[Saved data entries]
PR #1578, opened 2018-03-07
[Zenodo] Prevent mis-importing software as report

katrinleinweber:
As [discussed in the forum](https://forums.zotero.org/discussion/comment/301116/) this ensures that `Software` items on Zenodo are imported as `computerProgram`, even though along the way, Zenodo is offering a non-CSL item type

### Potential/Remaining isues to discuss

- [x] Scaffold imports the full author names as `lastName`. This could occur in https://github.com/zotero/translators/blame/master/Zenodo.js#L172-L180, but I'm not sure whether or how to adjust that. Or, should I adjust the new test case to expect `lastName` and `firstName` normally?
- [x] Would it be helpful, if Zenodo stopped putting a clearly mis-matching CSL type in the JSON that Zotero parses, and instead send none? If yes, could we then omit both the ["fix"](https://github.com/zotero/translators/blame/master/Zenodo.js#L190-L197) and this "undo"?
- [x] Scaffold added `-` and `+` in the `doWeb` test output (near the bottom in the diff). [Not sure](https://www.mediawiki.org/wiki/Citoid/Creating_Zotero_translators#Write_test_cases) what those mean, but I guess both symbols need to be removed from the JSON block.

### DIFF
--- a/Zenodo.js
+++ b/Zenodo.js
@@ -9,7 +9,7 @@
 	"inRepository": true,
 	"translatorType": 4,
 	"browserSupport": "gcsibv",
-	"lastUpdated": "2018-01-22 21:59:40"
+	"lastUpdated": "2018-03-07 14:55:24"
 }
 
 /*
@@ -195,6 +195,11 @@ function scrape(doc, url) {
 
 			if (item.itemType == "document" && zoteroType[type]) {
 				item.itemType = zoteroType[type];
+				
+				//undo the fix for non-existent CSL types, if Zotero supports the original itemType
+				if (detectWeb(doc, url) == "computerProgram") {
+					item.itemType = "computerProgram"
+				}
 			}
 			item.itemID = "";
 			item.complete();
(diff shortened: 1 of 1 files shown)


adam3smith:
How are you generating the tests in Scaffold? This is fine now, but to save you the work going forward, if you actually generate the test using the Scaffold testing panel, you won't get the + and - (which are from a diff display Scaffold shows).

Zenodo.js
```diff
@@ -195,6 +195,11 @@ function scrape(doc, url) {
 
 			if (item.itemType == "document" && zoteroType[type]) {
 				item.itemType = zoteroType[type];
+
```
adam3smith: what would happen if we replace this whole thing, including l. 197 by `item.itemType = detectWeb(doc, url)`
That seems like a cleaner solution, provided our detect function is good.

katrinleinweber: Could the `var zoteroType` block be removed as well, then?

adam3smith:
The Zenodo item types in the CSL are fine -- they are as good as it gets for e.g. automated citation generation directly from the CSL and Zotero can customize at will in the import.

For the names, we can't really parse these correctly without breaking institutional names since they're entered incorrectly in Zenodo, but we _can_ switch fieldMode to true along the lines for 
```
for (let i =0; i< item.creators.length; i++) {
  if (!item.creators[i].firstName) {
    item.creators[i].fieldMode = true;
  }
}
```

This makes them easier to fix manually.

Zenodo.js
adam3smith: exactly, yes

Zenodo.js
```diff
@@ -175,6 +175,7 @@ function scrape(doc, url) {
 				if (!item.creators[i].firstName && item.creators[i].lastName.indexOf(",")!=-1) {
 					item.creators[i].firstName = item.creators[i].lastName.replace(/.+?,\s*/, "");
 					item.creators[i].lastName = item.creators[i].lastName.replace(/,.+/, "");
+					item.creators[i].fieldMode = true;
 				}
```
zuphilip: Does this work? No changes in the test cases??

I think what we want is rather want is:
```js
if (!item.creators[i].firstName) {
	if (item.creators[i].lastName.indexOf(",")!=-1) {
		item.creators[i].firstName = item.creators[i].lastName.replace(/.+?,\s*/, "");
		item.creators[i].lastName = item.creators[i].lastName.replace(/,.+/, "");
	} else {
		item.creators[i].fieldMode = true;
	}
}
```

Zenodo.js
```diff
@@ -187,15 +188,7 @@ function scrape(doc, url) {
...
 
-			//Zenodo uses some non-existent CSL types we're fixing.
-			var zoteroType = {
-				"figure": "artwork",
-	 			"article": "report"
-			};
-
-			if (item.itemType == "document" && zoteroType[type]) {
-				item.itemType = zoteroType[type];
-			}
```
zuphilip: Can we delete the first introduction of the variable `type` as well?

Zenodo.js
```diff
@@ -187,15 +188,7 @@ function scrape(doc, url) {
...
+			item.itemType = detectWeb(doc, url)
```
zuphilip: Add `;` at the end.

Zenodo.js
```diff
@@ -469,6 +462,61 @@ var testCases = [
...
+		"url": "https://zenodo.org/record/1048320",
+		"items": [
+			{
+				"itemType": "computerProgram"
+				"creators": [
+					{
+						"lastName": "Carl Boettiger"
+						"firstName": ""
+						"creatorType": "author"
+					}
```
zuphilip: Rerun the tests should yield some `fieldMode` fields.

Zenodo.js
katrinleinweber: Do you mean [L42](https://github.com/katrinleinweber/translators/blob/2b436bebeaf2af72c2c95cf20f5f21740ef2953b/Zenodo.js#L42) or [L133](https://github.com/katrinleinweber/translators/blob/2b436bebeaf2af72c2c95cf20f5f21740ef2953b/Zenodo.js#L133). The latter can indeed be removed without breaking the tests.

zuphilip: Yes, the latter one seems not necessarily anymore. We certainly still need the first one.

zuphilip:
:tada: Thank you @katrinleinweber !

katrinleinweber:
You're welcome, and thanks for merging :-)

### YOUR INSTRUCTIONS:
Where does the word "report" occur in the records? Return every line that holds it.

### SOLUTION:
[Zenodo] Prevent mis-importing software as report
-	 			"article": "report"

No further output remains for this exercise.